Do you get our FREE Magazine?

Everyone Welcome?

February 23, 2026

The South is known for its hospitality. For the most part, people are generally very welcoming and inviting. (I intentionally noted that this statement is true “for the most part”… we all have at least one person that we know that shatters the stereotype by being a grouch.)
When you see a doormat that has “Welcome” on it in large letters, it’s more than being just a place to clean your boots; it’s a declaration that you are welcome here. That is why most churches have them; to publicly declare that whoever you are, wherever you are from, whatever burdens that you may carry, we have a place for you.
That’s nice… but is it true?
Recently, I watched a video testimony of a young man in the Northeastern United States. He was a professional in the legal field, black, formerly a gay man, and an active member of the LGBTQ+ community. (So far, we have nothing in common.) But, he went on to explain that he had gotten saved.
I don’t mean that he responded to a well-worded and emotional invitation; I mean radically and totally SAVED and delivered from sin and the lifestyle associated with it.
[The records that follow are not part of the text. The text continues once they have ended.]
Issue #402, opened 2026-09-11
Spike: B1 frame/register lifetime repair (+ B4 segmented stack follow-up)


nooga:
Tracks roadmap work items [B1](https://github.com/nooga/paserati/blob/main/docs/runtime-production-roadmap.md#b1-release-dead-register-and-frame-references) (release dead register/frame references) and [B4](https://github.com/nooga/paserati/blob/main/docs/runtime-production-roadmap.md#b4-replace-eager-maximum-register-allocation-with-stable-segments) (replace eager `256*4096` register allocation with stable segments), per `docs/runtime-production-roadmap.md`.

Concrete bugs found in this area, all fixed under this spike:

- #399 - register-stack leak (~1M unaccounted registers) surfacing as a crash in the fixed-size `256*4096` register file - fixed, confirmed against the real repro
- #400 - bound-constructor `new` frame push missing `newFrame.allocatedRegSize` - fixed
- #401 - `ActionReturn` pending-action resumption is a no-op stub, discards return value, never pops frame - fixed
- #404 (found while landing the invariant checker below) - derived-constructor-return TypeError/ReferenceError over-reclaims registers when caught above the immediate caller - fixed via `9ab46c89`

Phase 1 landed in #403 (closes #399, #400, #401 on merge) and #405 (invariant checker).

## Phase 1 (B1 - correctness, do first)

- [x] Fix #400 (concrete missing-field bug) - #403
- [x] Implement #401 (`ActionReturn` resumption), mirroring `OpHandlePending`'s existing correct arm rather than a from-scratch factor-out (left a `TODO(#401)` to unify the three copies later) - #403
- [x] Audit all frame-exit paths for register/frame cleanup - found and fixed the same `function.RegisterSize` vs `frame.allocatedRegSize` bug in `OpReturnUndefined`, `OpReturnFinally`, `OpHandlePending`'s `ActionReturn` arm, and `resumeGeneratorWithException`'s stale-frame cleanup (#399's actual root cause, confirmed against the real tsc.js/lib.dom.d.ts repro on the noderati side). Tail-call replacement, cancellation, generator close, and Reset were spot-checked and look consistent, not exhaustively fuzzed - #403
- [x] Add the trigger-relative push/pop invariant check #399 suggests - #405 (`vm.checkRegWindowRelease`, gated behind `vm.StrictRegWindowChecks`; landing it unconditionally found #404, filed separately rather than blocking this)

[...]

Issue #401, opened 2026-09-11
vm: ActionReturn pending-action resumption is a TODO stub - silently discards the return value and never pops the frame


nooga:
## Summary

`pkg/vm/vm.go`'s pending-action resumption logic (the `if vm.finallyDepth == 0 && vm.pendingAction != ActionNone` block that runs after a `finally` handler completes) has a `case ActionReturn:` arm that is a literal no-op stub:

```go
case ActionReturn:
    // Resume the return with saved value
    vm.pendingAction = ActionNone
    _ = vm.pendingValue // TODO: Implement return logic
    vm.pendingValue = Undefined
    continue
```

Compare with the sibling `case ActionThrow:` arm immediately above it, which fully re-drives the exception through `vm.throwException`. `ActionReturn` instead: discards the saved return value entirely, never pops the returning function's frame, and `continue`s the dispatch loop from wherever `ip` currently sits (right after the finally block) - as if the `return` statement that set `pendingAction = ActionReturn` in the first place (see the two call sites in `OpReturn`/`OpReturnUndefined` that do `vm.pendingAction = ActionReturn; vm.pendingValue = result; ip = handler.HandlerPC; continue`) had never happened.

## What this means in practice, if this path is ever actually reached

- The function's real return value is silently lost (replaced with whatever the function naturally produces by falling through past the `finally` block instead of returning at that point).
- Control flow does not actually leave the function at the `return` statement - execution continues into whatever code textually follows the `try/finally`, which real JS semantics say should never run.

## Not (yet) confirmed to be reachable in practice

Instrumented directly while investigating #399 (a real register-stack leak in the same file): a print inside this exact `case ActionReturn:` arm fired **zero** times across a large, real-world workload (running `typescript@5.8.3`'s `tsc.js` binder over `lib.dom.d.ts`), including plain and loop-nested `try { return x; } finally { ... }` shapes tested directly, both of which executed correctly. This suggests the compiler currently inlines the finally block at those exit edges rather than ever routing through this runtime resumption path - so this dead-looking code may currently be **unreachable** with the current compiler's output. Filing regardless since:
1. It's clearly an intentionally-incomplete stub (the `TODO` comment says so).
2. If it *is* unreachable today, either the compiler should be relied upon never to emit code that reaches it (worth a comment saying so, if confirmed), or it's dead code guarding against a future compiler change that would need this to actually work.
[...]

Issue #400, opened 2026-09-11
vm: new on a bound constructor's frame push is missing newFrame.allocatedRegSize (register leak on return)


nooga:
## Summary

`pkg/vm/vm.go`'s bound-constructor `new` path (the branch handling `new boundFn()` where `boundFn = originalFn.bind(...)`, in the big `switch` that handles constructor calls) pushes a new call frame without setting `newFrame.allocatedRegSize`.

Every other frame-push site that carves a window out of `vm.registerStack` sets this field immediately:

```
pkg/vm/call.go:416:        newFrame.allocatedRegSize = requiredRegs // Track actual allocation for proper cleanup
pkg/vm/op_spreadnew.go:232: newFrame.allocatedRegSize = requiredRegs // Track actual allocation for proper cleanup
pkg/vm/op_spreadnew.go:355: newFrame.allocatedRegSize = requiredRegs // Track actual allocation for proper cleanup
pkg/vm/vm.go:11987:         newFrame.allocatedRegSize = requiredRegs // Track actual allocation for proper cleanup
pkg/vm/vm.go:12222:         newFrame.allocatedRegSize = requiredRegs // Track actual allocation for proper cleanup
```

The bound-constructor site (currently around `pkg/vm/vm.go:12710`, inside the `case TypeClosure:` branch under the bound-function constructor handling) does:

```go
newFrame.registers = vm.registerStack[vm.nextRegSlot : vm.nextRegSlot+requiredRegs]
vm.nextRegSlot += requiredRegs

// Copy combined args to registers
for i := 0; i < len(newFrame.registers); i++ {
```

...with no `newFrame.allocatedRegSize = requiredRegs` in between. Since `vm.frames` is a preallocated, reused array, the frame slot's `allocatedRegSize` field retains whatever stale value was left over from that slot's *previous* occupant. `OpReturn` later reclaims register space via `returningFrameRegSize := frame.allocatedRegSize` (`pkg/vm/vm.go:6384`) - so on return from this call, `vm.nextRegSlot` is decremented by the stale value instead of `requiredRegs`, permanently leaking the difference (or, if the stale value happens to be larger, over-reclaiming) every time a bound function is used as a constructor.

## Repro shape

```js
function Base(x) { this.x = x; }
const Bound = Base.bind(null, 1);
for (let i = 0; i < N; i++) {
  new Bound();
}
```

[...]

PR #403, opened 2026-09-11
fix(vm): repair register/frame lifetime bugs behind #399/#400/#401 (B1)

### LINKED ISSUE #399: vm: real register-stack leak surfaces running tsc.js's binder over lib.dom.d.ts (Register stack overflow, ~1M registers unaccounted for)
## Summary

Running the real, unmodified `typescript@5.8.3` npm package's `tsc.js` under noderati (this repo's sibling Node-compat project, https://github.com/nooga/noderati) crashes with a `Register stack overflow` inside the VM's own register-stack accounting — **not** a legitimate deep-recursion overflow. At the crash point, only 71 real (live) call frames exist, and the sum of their own `RegisterSize` is 2148, but `vm.nextRegSlot` is already at 1,048,575 of a 1,048,576-slot register file (`RegFileSize(256) * MaxFrames(4096)`). ~1,046,000 registers are unaccounted for by any currently-live frame — a real register-stack leak, not a depth or sizing problem.

## Repro

```
git clone https://github.com/nooga/noderati
cd noderati && go build -o /tmp/noderati_bin ./cmd/noderati
cd examples
cat > /tmp/hello.ts <<'EOF'
function greet(name: string): string { return "hello " + name; }
console.log(greet("x"));
EOF
cat > /tmp/tsconfig.dom.json <<'EOF'
{
  "compilerOptions": { "target": "es2018", "module": "commonjs", "noEmit": true, "lib": ["es2018", "dom"] },
  "files": ["/tmp/hello.ts"]
}
EOF
/tmp/noderati_bin node_modules/typescript/lib/tsc.js -p /tmp/tsconfig.dom.json
```

Crashes every time with:

```
=== VM Stack (register overflow) ===
    at ... (bind/bindContainer/bindChildren/bindEachChild/forEach chain, ~71 frames)
    at bindSourceFile2
    at bindSourceFile
    at initializeTypeChecker
    at createTypeChecker
    ...
```

## The discriminating variable: `lib` size, isolated to `dom`

- `lib: ["es5"]` on the same trivial `hello.ts` → **exit 0, clean.**
- `lib: ["es2018"]` (no dom) → **exit 0, clean.**
- `lib: ["es2018", "dom"]` → **crashes**, same trace shape every time.
- Full default lib set (no explicit `lib`, which for `es2018` target implicitly includes DOM) → **crashes identically.**

So this isn't about recursion depth in the abstract — `bindSourceFile`'s real binder pass over `lib.es5.d.ts`/`lib.es2018.d.ts` alone completes fine. Something about processing `lib.dom.d.ts` specifically causes register-stack space to accumulate far beyond what any live frame needs.

## What the numbers show

At the crash, instrumented (`vm.frameCount`, `vm.nextRegSlot`, and a walk of `vm.frames[0:frameCount]` summing each live frame's `closure.Fn.RegisterSize`):

```
frameCount=71 nextRegSlot=1048575 regStackLen=1048576
sum of live frames' RegisterSize = 2148
```

A ~1,046,427-register gap between what's live and what's allocated. This is consistent with many already-*returned* calls each failing to give back their register window on return — a leak proportional to total binder work done, not to actual live call-stack depth. That also explains why `dom` (a much larger declaration surface than `es5`/`es2018` alone) is what tips it over: more total binder invocations, more accumulated leak, same live-depth ballpark (~15-90 frames throughout).

## Growth signature (best lead for finding the exact call site)

Sampling `vm.nextRegSlot` every time `vm.frameCount` returns to a shallow value (≤20) and printing only new highs showed, later in the same run, a long, perfectly monotonic **`+3` per sample, frameCount pinned at exactly 20**, sustained over ~1000 consecutive samples (`51000, 51003, 51006, 51009, ...`). That's the shape of one specific, small (`RegisterSize == 3`?) function/call-path whose net effect on `nextRegSlot` across a full call+return round trip is `+3` instead of `0` — i.e., a fixed per-call leak, not variable-size legitimate work.

**Caveat on reproducing that specific window**: a follow-up run gated on the exact numeric window (`nextRegSlot` between two absolute values, `frameCount` between 17-21) that had shown the pattern in an earlier build produced zero hits, even though nothing about the leak mechanism itself should have changed between builds. This is likely because tsc.js's own execution touches JS engine object/Map iteration order in enough places that the *exact* numeric trajectory of `nextRegSlot` isn't bit-reproducible run to run, even though the qualitative bug (and the final crash) reproduces every single time. **Any future instrumentation aimed at finding the exact opcode should be trigger-relative** (e.g., record `{funcName, allocatedRegSize}` at every push when frameCount is in some shallow band, and assert at the matching pop that the reclaimed amount equals what was recorded — flagging a mismatch immediately with full context) rather than keying off absolute `nextRegSlot` value windows.

## What this round ruled out (so the next one doesn't have to re-derive it)

Four plausible mechanisms were instrumented and checked directly against this exact repro; none of them fired anywhere near enough (or at all) to explain the leak:

1. **`executeUserFunctionSafe`/`executeUserFunctionWithNewTarget`'s documented native-boundary exception-unwind leak** (`truncateFramesTo` in `pkg/vm/vm_init.go`, cross-referenced with issue #61's discussion) — real, but only ever accounted for **269 total leaked registers** across the whole DOM-lib run (2 events). Not the primary driver.
2. **The `ActionReturn` "pending action" resumption path is a literal no-op stub** (`pkg/vm/vm.go`, the `case ActionReturn:` arm under `if vm.finallyDepth == 0 && vm.pendingAction != ActionNone`, comment reads `// TODO: Implement return logic`, discards `vm.pendingValue` and doesn't pop the frame). This is a real, separate, confirmed bug — return-in-finally *should* route through it in some compiled shapes — but a direct instrumented count showed it fires **0 times** in this entire workload. Simple and loop-nested `try { return x } finally { ... }` repros both worked correctly (compiler apparently inlines the finally at those exit edges rather than using this runtime path), so this bug exists but isn't this leak. Worth its own issue/fix regardless.
3. **A `new` on a bound constructor (`new (Fn.bind(...))()`) is missing `newFrame.allocatedRegSize = requiredRegs`** at its frame-push site (`pkg/vm/vm.go`, ~line 12710 in the `OpNew`-family bound-function-construction branch) — the only one of the six `newFrame.registers = vm.registerStack[...]` push sites across `call.go`/`op_spreadnew.go`/`vm.go` missing that assignment. Confirmed via inspection (grep for `allocatedRegSize` next to each of the six sites) and via a print showing the stale/uninitialized value at that exact line. Real bug (would leak `RegisterSize` minus whatever stale value happened to be left over from that frame slot's last use, every time this exact JS pattern executes), but instrumented and confirmed to fire **0 times** in this workload — not this bug's cause. Worth fixing on its own merits.
4. **`OpTailCall`'s "never shrink" register-window policy** (`pkg/vm/vm.go`, `// Note: We do NOT shrink! Bytecode may reference registers beyond RegisterSize`) — inspected directly; appears to be a deliberate, internally-consistent design (a tail-call chain's peak register usage is reclaimed once, in full, when the reused frame finally returns via the ordinary `OpReturn`/`OpReturnUndefined` path using `frame.allocatedRegSize`). Not ruled out with the same rigor as 1-3 (not instrumented directly), but nothing in a code read suggests an accounting bug here.

## Environment

- paserati: current `main` at the time of this report.
- noderati: current `main`.
- Repro is 100% deterministic in outcome (always crashes on `dom`, always clean on `es5`/`es2018`-only), even though the *exact* numeric growth trajectory sampled via instrumentation was not bit-reproducible run to run (see caveat above).

## Suggested next step

Add a trigger-relative invariant check (as described above) scoped to the normal `call.go` push / `OpReturn`+`OpReturnUndefined` pop pair first (the most common path), then expand to `op_spreadnew.go` and the two `OpCallMethod`-shaped fast-call sites in `vm.go` if that doesn't find it. The `+3`, flat-`frameCount=20` signature strongly suggests a single small, frequently-called function (plausibly a TS binder helper called once per DOM-lib declaration) with a fixed-size per-call leak.

nooga:
Phase 1 of #402 (B1 frame/register lifetime spike).

## What this fixes

- **#400** - `new` on a bound constructor pushed its frame without setting `newFrame.allocatedRegSize`, so `OpReturn` later reclaimed a stale leftover value instead of the real allocation.
- **#399** - `OpReturnUndefined`, `OpReturnFinally`, and `OpHandlePending`'s `ActionReturn` arm all reclaimed `function.RegisterSize` (the currently executing function's own size) instead of `frame.allocatedRegSize` (the frame's actual, possibly TCO-expanded allocation - TCO never shrinks a frame). In a tail-call chain where an earlier link needed more registers than the one that ultimately returns through one of these three paths, this permanently leaked the difference on every call - matching #399's "+3 per call, frameCount pinned" signature exactly. `OpReturn` itself already had this right. Also fixed the same pattern in `resumeGeneratorWithException`'s stale-frame cleanup. Confirmed against the real noderati/tsc.js `lib.dom.d.ts` repro - see #399.
- **#401** - `ActionReturn`'s pending-action resumption was a no-op stub that discarded the return value and never popped the frame. Implemented it by mirroring `OpHandlePending`'s already-correct `ActionReturn` arm (constructor semantics, sentinel/direct/normal-caller resume all preserved). Left a `TODO(#401)` noting the three near-duplicate copies of this pop-and-resume logic should eventually be factored into one shared helper.

## Testing

- Added two smoke tests that reproduce a register-stack overflow before the fix (confirmed against a locally reverted build) and pass cleanly after:
  - `tests/scripts/tco_regsize_leak_on_implicit_return.ts`
  - `tests/scripts/bound_constructor_regsize_leak.ts`
- Full `TestScripts` smoke suite and `go test ./...` pass with no regressions.
- `#401`'s fix has no dedicated repro - its own investigation found the path currently unreachable by the compiler's output - but the full try/finally/generator test suite passes unchanged.
- The original tsc.js/`lib.dom.d.ts` crash from #399 was re-run against this branch on the noderati side and confirmed fixed (my own sibling-checkout attempt at reproducing it didn't hit the same code path either way - see the discussion on #399).

## Not in this PR

- The trigger-relative push/pop invariant checker #399 suggests, and a full audit sweep beyond the return/exception-unwind paths (tail-call replacement, cancellation, generator close, Reset were spot-checked, not exhaustively fuzzed).
- B4 (segmented register stack) - deferred until this lands, per the roadmap's own sequencing ("B1 must be correct first").

Closes #399, #400, #401.
Related to #402.

### DIFF
--- a/pkg/vm/vm.go
+++ b/pkg/vm/vm.go
@@ -6678,7 +6678,11 @@ startExecution:
 			if debugVM {
 				fmt.Printf("[DBG] Popping frame...\n")
 			}
-			returningFrameRegSize := function.RegisterSize
+			// Use allocatedRegSize (not function.RegisterSize) which tracks actual
+			// allocation - may differ from the current function's own RegisterSize
+			// because of TCO expansion by an earlier link in a tail-call chain
+			// (see the matching comment on OpReturn above, and #399/B1).
+			returningFrameRegSize := frame.allocatedRegSize
 			callerTargetRegister := frame.targetRegister
 			isConstructor := frame.isConstructorCall
 			constructorThisValue := frame.thisValue
@@ -12708,6 +12712,7 @@ startExecution:
 					newFrame.args = finalArgs
 					newFrame.argumentsObject = Undefined
 					newFrame.registers = vm.registerStack[vm.nextRegSlot : vm.nextRegSlot+requiredRegs]
+					newFrame.allocatedRegSize = requiredRegs // Track actual allocation for proper cleanup
 					vm.nextRegSlot += requiredRegs
 
 					// Copy combined args to registers
@@ -15688,7 +15693,11 @@ startExecution:
 			}
 
 			// Pop the current frame (same logic as OpReturn)
-			returningFrameRegSize := function.RegisterSize
+			// Use allocatedRegSize (not function.RegisterSize): it tracks actual
+			// allocation, which may exceed the current function's own RegisterSize
+			// because of TCO expansion by an earlier link in a tail-call chain
+			// (see the matching comment on OpReturn/OpReturnUndefined, and #399/B1).
+			returningFrameRegSize := frame.allocatedRegSize
 			callerTargetRegister := frame.targetRegister
 			isConstructor := frame.isConstructorCall
 			constructorThisValue := frame.thisValue
@@ -15883,7 +15892,9 @@ startExecution:
 				}
 
 				// Pop the current frame
-				returningFrameRegSize := function.RegisterSize
+				// Use allocatedRegSize (not function.RegisterSize): see the matching
+				// comment on OpReturn/OpReturnUndefined/OpReturnFinally (#399/B1).
+				returningFrameRegSize := frame.allocatedRegSize
 				callerTargetRegister := frame.targetRegister
 				isConstructor := frame.isConstructorCall
 				constructorThisValue := frame.thisValue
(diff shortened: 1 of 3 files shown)


nooga:
Re-ran #399's actual repro (real, unmodified `typescript@5.8.3`'s `tsc.js` under noderati, `lib: ["es2018", "dom"]` against a trivial `hello.ts`) against this branch (`e8ea9e8b`), from the noderati side:

- The previously-100%-reproducible `Register stack overflow` crash is **gone** - clean exit 0.
- Also re-ran the default-lib case (no explicit `lib`, which implicitly includes DOM for an `es2018` target) - clean.
- The two known-good fixtures (`es5`-only, `es2018`-only-no-dom) still pass, as does `--version`/`--help`.
- Re-ran a real two-file TS program (interface/class/imports, `strict: true`, real emit) through `tsc.js` and executed the emitted JS - output still matches real Node byte-for-byte.
- noderati's own `internal/host` suite: green (`go test ./internal/host/... -skip TestEventsAddAbortListener`, ~9.6s).
- This branch's own `go build ./...`/`go vet ./...`/`go test ./...` (including the two new smoke tests): all green.

Confirms the `function.RegisterSize` vs `frame.allocatedRegSize` fix in `OpReturnUndefined`/`OpReturnFinally`/`ActionReturn` was in fact #399's root cause - the tsc.js/lib.dom.d.ts workload is exactly the kind of tail-call-heavy binder code that would hit it. Good to close #399 once this merges.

He was a new creation in Christ Jesus and the former things had passed away. He told how the law firm where he had worked for years, openly supporting LGBTQ+ causes, had fired him for “proselytizing and promoting his newfound faith”; and on his personal social media accounts, I might add.
I was outraged! Then, I asked myself a simple question that humbled me into the dust.
After my first thought of making a short video complaining about this injustice on TikTok (our modern equivalent of semi-anonymous graffiti), the question arose in the back of my mind… Would I want to be seen having coffee with this man? Yes, he was saved, but he still spoke effeminately. And anyone that knew him as a lifelong homosexual, they might think we were meeting up for more than a coffee between new friends. I am from a small town, and if you are too, you know that gossip can get around the whole town by the time your engine turns over.
I forgot about my outrage at some law firm whose name I can no longer remember. I was disgusted with myself. How could I even think such a thing, let alone allow it to possibly keep me from a new brother just because he used to sin differently than I did?
Then I did something that almost always makes every situation worse: I read the rest of the comments under his video.
Not all of the comments from other Christians were encouragement or rejoicing that someone had been taken from the kingdom of darkness.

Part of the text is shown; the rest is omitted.